[Entries taken from a collection]
━━━━━━━━━━━━━━━━━━━━━━━━━━━━━━

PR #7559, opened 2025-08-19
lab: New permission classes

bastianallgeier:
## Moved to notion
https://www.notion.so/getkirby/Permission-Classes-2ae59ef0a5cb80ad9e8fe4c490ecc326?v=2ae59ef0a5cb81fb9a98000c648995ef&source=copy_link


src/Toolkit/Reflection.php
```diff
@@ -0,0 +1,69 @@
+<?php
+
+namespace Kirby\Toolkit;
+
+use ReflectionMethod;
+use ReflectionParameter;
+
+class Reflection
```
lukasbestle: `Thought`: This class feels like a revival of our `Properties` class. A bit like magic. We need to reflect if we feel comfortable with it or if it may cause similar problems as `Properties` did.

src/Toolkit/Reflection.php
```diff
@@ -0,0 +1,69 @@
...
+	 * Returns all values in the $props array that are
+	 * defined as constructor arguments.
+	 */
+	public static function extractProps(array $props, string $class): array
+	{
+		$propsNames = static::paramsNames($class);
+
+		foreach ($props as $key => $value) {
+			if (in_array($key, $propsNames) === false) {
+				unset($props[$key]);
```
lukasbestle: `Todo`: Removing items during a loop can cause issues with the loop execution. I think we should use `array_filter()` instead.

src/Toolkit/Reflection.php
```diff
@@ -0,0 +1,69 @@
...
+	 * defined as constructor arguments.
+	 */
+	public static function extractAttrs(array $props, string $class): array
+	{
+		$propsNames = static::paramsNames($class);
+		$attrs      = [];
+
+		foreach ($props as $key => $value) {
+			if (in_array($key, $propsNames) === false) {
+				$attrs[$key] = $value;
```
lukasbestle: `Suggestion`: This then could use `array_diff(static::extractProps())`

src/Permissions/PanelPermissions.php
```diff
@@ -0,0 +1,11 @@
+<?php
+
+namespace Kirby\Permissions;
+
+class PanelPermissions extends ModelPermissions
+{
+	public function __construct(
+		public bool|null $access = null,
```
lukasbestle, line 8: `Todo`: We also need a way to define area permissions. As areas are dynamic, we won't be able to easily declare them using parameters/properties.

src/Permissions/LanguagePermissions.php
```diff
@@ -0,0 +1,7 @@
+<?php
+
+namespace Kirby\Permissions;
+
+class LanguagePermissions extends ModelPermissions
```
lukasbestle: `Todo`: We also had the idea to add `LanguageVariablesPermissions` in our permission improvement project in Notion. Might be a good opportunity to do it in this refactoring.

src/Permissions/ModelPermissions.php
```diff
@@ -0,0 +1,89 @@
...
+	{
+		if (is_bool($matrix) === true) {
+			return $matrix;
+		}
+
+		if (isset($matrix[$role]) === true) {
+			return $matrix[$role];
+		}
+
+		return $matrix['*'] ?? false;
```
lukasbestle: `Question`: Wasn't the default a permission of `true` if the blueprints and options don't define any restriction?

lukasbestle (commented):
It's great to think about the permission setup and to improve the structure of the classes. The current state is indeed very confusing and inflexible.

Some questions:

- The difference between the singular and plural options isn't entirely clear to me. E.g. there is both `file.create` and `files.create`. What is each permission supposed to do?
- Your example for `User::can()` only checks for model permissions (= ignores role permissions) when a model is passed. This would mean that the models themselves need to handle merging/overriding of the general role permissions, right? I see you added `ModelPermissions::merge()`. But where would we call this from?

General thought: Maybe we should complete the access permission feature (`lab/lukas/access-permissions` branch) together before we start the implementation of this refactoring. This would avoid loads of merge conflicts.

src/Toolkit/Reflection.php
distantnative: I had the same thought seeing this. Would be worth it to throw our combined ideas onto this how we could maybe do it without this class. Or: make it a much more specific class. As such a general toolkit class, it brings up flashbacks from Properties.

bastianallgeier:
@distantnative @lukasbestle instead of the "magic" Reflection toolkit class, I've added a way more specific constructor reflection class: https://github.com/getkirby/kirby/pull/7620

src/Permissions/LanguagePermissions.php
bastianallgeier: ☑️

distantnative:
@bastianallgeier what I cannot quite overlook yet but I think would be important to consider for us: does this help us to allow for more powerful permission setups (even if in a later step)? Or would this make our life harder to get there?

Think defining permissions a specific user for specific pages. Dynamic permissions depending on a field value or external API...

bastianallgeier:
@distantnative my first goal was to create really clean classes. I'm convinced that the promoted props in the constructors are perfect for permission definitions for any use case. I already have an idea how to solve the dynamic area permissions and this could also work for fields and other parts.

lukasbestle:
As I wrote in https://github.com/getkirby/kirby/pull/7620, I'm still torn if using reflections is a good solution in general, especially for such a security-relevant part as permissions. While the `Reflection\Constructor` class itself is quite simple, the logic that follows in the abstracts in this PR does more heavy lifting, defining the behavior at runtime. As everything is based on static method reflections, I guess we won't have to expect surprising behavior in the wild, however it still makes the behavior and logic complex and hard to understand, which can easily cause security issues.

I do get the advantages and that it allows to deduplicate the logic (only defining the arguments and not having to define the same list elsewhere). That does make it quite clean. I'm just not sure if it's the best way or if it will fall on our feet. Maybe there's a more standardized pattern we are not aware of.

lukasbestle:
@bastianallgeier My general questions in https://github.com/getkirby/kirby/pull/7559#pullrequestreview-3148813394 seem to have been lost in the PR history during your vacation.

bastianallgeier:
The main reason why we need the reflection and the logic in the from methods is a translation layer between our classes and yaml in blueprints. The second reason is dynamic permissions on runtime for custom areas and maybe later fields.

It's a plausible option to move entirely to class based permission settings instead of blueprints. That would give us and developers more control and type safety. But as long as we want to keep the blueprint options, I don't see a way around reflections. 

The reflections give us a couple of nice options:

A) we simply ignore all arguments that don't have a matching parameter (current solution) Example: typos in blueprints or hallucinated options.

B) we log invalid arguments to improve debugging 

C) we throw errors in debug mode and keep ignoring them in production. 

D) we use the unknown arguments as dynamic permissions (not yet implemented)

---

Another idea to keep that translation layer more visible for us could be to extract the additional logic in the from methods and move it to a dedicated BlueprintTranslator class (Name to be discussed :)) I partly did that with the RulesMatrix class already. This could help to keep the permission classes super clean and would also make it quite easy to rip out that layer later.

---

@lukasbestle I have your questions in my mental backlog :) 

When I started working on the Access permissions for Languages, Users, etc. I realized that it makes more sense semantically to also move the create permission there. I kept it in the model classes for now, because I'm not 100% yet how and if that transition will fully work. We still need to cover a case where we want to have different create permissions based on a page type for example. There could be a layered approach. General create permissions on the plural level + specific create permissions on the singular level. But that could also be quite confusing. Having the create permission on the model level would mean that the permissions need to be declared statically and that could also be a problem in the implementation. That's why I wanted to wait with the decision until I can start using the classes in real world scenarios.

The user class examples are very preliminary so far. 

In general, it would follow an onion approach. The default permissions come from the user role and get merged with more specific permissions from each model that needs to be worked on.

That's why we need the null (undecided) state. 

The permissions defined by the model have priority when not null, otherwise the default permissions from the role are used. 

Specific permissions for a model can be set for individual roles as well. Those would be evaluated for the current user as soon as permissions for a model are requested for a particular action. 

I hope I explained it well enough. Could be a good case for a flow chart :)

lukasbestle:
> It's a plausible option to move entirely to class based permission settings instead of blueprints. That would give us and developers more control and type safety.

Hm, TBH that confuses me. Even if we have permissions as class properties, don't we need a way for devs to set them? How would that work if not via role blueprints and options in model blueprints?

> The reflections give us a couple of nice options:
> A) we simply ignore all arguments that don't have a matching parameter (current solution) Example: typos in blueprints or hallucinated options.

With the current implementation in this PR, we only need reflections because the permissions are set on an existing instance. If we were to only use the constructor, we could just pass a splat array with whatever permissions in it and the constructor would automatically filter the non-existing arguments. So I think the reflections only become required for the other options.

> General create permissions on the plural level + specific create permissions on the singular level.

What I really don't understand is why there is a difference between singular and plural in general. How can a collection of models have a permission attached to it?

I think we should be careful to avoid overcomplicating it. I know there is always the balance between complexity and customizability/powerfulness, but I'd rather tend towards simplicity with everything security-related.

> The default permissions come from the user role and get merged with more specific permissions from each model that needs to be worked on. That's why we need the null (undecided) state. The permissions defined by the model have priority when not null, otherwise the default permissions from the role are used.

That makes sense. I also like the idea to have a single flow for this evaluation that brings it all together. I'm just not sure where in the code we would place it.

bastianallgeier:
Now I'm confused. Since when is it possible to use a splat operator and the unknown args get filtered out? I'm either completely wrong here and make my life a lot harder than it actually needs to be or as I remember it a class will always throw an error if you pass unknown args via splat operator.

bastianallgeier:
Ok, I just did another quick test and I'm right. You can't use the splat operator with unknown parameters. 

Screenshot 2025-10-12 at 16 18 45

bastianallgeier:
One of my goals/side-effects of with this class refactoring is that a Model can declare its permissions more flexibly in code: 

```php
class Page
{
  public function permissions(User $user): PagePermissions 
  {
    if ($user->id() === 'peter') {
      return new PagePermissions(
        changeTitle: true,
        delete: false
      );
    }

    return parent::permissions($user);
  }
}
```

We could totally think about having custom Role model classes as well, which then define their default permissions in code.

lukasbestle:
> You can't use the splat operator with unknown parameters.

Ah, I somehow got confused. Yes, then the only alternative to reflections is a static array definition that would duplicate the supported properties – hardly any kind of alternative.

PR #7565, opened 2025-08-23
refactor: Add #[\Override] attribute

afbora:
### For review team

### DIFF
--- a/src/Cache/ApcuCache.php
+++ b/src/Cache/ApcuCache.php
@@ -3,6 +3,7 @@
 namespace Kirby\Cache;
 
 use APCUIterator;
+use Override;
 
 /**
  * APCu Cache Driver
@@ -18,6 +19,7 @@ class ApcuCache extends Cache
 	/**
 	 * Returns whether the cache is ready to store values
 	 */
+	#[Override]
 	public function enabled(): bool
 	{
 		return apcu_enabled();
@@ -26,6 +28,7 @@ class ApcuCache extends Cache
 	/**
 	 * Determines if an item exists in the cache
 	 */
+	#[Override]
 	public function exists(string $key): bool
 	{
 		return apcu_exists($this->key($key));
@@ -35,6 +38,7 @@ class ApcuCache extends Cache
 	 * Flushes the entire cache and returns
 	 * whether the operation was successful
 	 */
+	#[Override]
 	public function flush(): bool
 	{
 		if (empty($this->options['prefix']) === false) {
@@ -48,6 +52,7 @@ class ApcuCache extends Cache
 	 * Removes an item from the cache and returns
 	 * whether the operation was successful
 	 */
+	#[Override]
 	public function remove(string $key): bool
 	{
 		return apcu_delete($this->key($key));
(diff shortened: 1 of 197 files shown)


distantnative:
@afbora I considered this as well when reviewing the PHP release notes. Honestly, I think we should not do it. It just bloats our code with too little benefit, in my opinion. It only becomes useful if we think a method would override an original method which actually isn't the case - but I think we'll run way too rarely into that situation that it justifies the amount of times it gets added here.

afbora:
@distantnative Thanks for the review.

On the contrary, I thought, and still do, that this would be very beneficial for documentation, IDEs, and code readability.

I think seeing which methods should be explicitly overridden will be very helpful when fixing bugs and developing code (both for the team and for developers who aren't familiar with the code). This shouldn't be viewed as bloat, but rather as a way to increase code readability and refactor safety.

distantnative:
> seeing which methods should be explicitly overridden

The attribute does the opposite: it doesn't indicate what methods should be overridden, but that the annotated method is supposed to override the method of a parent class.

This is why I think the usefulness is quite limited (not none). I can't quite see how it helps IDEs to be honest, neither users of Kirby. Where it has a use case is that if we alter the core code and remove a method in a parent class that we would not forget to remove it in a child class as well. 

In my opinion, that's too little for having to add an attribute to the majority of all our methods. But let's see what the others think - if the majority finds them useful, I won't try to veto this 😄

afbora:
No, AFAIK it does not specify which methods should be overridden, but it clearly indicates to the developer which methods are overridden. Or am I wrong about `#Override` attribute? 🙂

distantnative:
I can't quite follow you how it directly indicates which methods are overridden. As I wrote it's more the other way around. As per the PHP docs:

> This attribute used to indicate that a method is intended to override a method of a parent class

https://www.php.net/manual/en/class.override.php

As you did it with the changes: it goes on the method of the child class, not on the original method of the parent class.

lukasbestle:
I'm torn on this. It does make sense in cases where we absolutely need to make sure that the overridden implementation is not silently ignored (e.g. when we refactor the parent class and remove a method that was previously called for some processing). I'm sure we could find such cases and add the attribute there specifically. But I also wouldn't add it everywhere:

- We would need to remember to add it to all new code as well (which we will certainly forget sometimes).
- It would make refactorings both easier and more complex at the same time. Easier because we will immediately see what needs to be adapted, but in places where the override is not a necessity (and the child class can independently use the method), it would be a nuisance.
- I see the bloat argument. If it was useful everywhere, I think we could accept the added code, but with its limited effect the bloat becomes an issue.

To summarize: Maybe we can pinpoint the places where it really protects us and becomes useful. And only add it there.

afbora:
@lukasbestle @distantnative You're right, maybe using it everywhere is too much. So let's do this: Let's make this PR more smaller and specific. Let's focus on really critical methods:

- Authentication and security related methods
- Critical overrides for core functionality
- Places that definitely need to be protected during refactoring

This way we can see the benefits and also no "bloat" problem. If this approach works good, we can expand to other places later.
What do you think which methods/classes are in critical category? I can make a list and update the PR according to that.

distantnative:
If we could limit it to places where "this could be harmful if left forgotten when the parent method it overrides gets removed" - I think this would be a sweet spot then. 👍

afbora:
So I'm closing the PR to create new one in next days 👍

━━━━━━━━━━━━━━━━━━━━━━━━━━━━━━

WORK ITEM:
Going back to the entries above, set down exactly the lines that begin at the one with "It's great to" and end at the one with "and other parts.", both included, and nothing else.

ANSWER TO THE EXERCISE:
It's great to think about the permission setup and to improve the structure of the classes. The current state is indeed very confusing and inflexible.

Some questions:

- The difference between the singular and plural options isn't entirely clear to me. E.g. there is both `file.create` and `files.create`. What is each permission supposed to do?
- Your example for `User::can()` only checks for model permissions (= ignores role permissions) when a model is passed. This would mean that the models themselves need to handle merging/overriding of the general role permissions, right? I see you added `ModelPermissions::merge()`. But where would we call this from?

General thought: Maybe we should complete the access permission feature (`lab/lukas/access-permissions` branch) together before we start the implementation of this refactoring. This would avoid loads of merge conflicts.

src/Toolkit/Reflection.php
distantnative: I had the same thought seeing this. Would be worth it to throw our combined ideas onto this how we could maybe do it without this class. Or: make it a much more specific class. As such a general toolkit class, it brings up flashbacks from Properties.

bastianallgeier:
@distantnative @lukasbestle instead of the "magic" Reflection toolkit class, I've added a way more specific constructor reflection class: https://github.com/getkirby/kirby/pull/7620

src/Permissions/LanguagePermissions.php
bastianallgeier: ☑️

distantnative:
@bastianallgeier what I cannot quite overlook yet but I think would be important to consider for us: does this help us to allow for more powerful permission setups (even if in a later step)? Or would this make our life harder to get there?

Think defining permissions a specific user for specific pages. Dynamic permissions depending on a field value or external API...

bastianallgeier:
@distantnative my first goal was to create really clean classes. I'm convinced that the promoted props in the constructors are perfect for permission definitions for any use case. I already have an idea how to solve the dynamic area permissions and this could also work for fields and other parts.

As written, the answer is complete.